TASK STATEMENT.
Go through the records below and show every line with the string "this".

──────── WORKING DATA

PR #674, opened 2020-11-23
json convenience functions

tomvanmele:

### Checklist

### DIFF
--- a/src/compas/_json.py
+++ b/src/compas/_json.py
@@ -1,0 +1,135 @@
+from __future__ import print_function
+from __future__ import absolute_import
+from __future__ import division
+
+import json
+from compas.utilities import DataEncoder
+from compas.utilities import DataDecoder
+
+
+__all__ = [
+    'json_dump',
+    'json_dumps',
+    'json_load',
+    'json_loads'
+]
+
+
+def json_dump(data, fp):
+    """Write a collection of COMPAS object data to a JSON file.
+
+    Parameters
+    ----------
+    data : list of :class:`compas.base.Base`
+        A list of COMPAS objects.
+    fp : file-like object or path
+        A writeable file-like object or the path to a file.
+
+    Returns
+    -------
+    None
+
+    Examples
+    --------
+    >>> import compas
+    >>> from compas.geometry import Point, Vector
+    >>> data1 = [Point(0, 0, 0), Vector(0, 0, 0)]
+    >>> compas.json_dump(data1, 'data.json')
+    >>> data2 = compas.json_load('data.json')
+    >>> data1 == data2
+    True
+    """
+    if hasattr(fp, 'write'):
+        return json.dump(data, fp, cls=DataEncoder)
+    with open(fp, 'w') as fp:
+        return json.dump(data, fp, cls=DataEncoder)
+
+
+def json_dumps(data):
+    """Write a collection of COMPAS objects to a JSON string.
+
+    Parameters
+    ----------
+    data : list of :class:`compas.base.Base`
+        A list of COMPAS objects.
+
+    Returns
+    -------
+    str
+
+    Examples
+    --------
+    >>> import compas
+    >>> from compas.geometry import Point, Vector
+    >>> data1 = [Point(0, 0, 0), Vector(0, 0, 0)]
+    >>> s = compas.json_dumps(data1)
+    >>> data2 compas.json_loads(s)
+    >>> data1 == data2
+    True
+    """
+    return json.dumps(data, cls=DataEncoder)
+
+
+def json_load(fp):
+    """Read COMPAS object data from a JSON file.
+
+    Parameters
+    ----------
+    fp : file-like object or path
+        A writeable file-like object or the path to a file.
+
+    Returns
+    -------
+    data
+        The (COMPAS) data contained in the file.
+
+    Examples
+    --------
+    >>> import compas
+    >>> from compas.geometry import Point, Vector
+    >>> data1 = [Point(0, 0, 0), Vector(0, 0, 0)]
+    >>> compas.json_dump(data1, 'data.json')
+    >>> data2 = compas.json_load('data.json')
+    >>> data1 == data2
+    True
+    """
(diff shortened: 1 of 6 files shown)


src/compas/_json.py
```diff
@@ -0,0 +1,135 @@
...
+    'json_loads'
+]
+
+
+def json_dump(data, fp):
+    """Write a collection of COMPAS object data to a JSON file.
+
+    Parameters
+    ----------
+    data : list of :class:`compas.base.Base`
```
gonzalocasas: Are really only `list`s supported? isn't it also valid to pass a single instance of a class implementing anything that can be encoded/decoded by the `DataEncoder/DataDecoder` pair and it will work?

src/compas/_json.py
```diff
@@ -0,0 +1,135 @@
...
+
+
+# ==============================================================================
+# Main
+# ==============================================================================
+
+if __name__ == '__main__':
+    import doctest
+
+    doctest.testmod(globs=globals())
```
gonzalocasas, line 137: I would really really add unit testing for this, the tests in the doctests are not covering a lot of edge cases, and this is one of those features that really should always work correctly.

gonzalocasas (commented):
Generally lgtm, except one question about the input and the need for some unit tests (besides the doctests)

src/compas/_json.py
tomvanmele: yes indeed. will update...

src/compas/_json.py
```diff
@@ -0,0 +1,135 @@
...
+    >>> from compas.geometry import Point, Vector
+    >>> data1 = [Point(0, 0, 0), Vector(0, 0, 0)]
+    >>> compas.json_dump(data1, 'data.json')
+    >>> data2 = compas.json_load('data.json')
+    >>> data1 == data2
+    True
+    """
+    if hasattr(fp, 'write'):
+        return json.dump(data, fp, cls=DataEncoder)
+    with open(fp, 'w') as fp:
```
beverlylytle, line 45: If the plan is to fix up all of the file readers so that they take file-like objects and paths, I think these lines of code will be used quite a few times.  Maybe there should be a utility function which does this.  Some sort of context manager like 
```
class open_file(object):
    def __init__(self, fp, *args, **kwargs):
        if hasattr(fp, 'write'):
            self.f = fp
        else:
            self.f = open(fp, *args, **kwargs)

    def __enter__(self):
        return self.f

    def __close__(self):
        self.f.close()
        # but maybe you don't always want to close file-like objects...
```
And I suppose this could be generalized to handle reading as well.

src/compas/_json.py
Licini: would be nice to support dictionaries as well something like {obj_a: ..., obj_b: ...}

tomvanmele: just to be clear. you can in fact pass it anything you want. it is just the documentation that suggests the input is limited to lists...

────────────────

EXERCISE RESPONSE.
gonzalocasas, line 137: I would really really add unit testing for this, the tests in the doctests are not covering a lot of edge cases, and this is one of those features that really should always work correctly.
beverlylytle, line 45: If the plan is to fix up all of the file readers so that they take file-like objects and paths, I think these lines of code will be used quite a few times.  Maybe there should be a utility function which does this.  Some sort of context manager like 
And I suppose this could be generalized to handle reading as well.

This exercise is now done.